___ Records for this exercise ___

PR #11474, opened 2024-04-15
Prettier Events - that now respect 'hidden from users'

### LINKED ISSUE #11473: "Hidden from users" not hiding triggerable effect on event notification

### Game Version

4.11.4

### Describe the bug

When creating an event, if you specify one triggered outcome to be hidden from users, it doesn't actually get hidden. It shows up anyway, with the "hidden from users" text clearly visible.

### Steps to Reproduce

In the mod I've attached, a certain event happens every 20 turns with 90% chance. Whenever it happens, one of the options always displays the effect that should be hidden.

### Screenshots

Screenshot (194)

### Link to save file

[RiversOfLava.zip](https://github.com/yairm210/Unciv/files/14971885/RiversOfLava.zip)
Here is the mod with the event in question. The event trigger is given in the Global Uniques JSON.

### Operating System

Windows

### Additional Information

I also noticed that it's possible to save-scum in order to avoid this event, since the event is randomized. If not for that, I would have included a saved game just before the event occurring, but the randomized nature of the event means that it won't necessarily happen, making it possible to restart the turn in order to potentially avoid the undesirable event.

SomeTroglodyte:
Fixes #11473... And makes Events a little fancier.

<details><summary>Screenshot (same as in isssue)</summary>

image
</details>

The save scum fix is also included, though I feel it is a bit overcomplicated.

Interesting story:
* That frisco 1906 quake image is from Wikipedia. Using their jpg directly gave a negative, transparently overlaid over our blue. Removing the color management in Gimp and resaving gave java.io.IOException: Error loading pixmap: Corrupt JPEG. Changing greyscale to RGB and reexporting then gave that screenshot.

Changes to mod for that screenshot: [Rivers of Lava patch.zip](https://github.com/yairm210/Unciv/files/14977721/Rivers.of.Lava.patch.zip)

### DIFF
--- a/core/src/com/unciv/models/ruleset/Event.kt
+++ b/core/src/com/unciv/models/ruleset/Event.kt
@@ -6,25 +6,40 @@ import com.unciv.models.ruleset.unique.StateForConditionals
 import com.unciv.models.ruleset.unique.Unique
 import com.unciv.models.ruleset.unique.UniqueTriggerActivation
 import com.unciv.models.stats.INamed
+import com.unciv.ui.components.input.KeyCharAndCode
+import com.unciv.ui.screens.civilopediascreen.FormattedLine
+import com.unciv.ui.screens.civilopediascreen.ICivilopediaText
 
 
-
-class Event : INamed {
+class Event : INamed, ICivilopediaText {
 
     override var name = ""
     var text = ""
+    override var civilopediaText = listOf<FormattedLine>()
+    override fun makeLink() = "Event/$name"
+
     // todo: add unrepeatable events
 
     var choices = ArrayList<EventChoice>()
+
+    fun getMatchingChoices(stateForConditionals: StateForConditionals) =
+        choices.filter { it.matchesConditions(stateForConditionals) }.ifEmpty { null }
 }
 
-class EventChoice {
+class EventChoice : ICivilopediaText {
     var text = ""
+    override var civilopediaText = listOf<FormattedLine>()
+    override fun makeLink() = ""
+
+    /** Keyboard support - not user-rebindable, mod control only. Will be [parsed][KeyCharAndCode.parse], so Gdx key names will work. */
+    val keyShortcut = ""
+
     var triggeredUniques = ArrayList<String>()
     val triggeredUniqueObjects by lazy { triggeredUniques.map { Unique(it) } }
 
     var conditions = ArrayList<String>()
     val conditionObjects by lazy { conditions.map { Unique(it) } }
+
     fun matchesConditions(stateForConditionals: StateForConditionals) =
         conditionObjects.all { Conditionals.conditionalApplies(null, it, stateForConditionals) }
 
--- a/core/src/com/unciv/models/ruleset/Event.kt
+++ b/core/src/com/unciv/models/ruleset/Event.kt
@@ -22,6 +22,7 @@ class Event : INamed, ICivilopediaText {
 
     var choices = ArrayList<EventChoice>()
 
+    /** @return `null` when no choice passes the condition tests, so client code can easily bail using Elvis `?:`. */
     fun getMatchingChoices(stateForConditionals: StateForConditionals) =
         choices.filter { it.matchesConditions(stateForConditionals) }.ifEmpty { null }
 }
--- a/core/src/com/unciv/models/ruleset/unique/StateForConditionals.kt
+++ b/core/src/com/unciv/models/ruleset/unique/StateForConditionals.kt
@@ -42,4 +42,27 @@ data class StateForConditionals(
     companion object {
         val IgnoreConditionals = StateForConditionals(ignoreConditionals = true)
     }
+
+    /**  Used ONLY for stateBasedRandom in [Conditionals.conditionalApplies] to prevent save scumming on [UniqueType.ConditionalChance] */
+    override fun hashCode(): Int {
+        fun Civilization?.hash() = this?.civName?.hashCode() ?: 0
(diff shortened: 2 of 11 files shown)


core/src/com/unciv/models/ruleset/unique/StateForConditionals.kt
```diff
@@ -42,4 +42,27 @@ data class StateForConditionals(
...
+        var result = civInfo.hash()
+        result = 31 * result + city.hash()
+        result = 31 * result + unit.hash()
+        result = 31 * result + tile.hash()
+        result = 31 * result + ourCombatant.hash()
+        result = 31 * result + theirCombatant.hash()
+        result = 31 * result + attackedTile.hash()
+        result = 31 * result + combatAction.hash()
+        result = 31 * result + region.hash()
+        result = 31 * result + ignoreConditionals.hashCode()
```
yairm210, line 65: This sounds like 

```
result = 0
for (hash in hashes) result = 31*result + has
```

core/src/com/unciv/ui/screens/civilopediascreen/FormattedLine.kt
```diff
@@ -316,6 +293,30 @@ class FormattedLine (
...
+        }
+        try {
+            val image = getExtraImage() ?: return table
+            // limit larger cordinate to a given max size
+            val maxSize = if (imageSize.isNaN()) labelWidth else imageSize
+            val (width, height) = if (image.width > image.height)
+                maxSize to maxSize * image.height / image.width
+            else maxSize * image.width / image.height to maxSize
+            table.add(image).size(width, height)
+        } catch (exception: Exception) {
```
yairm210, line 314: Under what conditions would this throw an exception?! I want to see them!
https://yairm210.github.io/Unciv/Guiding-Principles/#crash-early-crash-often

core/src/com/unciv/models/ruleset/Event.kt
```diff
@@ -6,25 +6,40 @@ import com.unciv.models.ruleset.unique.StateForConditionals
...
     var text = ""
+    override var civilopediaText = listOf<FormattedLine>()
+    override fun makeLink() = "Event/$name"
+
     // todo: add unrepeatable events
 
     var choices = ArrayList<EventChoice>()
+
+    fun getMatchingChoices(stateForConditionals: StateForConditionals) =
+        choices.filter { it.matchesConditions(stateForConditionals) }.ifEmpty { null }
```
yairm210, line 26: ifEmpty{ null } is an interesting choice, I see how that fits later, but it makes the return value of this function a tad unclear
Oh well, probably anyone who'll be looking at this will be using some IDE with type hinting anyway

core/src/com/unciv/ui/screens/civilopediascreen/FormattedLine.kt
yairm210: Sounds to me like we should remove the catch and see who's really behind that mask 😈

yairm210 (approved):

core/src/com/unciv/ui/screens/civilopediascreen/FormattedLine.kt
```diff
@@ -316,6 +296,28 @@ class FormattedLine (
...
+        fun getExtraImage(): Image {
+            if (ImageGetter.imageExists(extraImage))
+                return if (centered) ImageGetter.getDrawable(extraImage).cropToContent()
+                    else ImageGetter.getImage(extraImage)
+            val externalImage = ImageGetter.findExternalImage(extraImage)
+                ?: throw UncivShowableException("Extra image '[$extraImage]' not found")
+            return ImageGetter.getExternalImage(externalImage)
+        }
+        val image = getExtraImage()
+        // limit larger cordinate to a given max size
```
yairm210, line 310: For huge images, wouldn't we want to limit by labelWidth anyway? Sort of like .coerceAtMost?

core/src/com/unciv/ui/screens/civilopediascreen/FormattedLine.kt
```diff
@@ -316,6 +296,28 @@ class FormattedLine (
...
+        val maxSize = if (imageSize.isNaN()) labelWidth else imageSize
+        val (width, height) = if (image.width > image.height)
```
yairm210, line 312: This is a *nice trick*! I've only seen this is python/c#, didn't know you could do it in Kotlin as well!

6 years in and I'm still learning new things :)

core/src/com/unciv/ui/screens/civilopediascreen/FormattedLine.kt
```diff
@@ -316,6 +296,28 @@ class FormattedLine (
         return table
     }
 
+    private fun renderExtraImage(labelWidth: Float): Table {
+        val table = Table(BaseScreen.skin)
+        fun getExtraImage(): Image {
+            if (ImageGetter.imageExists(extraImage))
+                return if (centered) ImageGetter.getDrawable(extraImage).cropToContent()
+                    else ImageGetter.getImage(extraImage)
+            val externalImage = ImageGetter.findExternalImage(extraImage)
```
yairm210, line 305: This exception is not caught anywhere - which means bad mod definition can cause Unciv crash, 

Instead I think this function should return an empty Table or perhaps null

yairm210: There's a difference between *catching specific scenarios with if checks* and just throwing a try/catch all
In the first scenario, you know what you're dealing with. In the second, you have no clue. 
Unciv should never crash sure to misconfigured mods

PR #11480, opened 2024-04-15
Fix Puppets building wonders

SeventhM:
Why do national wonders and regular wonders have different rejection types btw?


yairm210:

___

## What you need to do
Go through the entries line by line and count those with "also". Give only the count.

## Reply
2